§ Directions for this task
What lines of the listing include the string "Monad"? Show them all.

§ Material to process
· · · · ·
PR #589, opened 2019-04-18
Parameterized Repl and Prover on claims. Added OnePath and AllPath claims

traiansf:
###### Reviewer checklist

---

### DIFF
--- a/kore/src/Kore/Exec.hs
+++ b/kore/src/Kore/Exec.hs
@@ -23,6 +23,8 @@ import qualified Control.Monad as Monad
 import           Control.Monad.Trans.Except
                  ( runExceptT )
 import qualified Data.Bifunctor as Bifunctor
+import           Data.Coerce
+                 ( coerce )
 import qualified Data.Map.Strict as Map
 import           System.Exit
                  ( ExitCode (..) )
@@ -47,8 +49,7 @@ import           Kore.IndexedModule.Resolvers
· · · · ·
§ Expected answer
@@ -23,6 +23,8 @@ import qualified Control.Monad as Monad
 import           Control.Monad.Trans.Except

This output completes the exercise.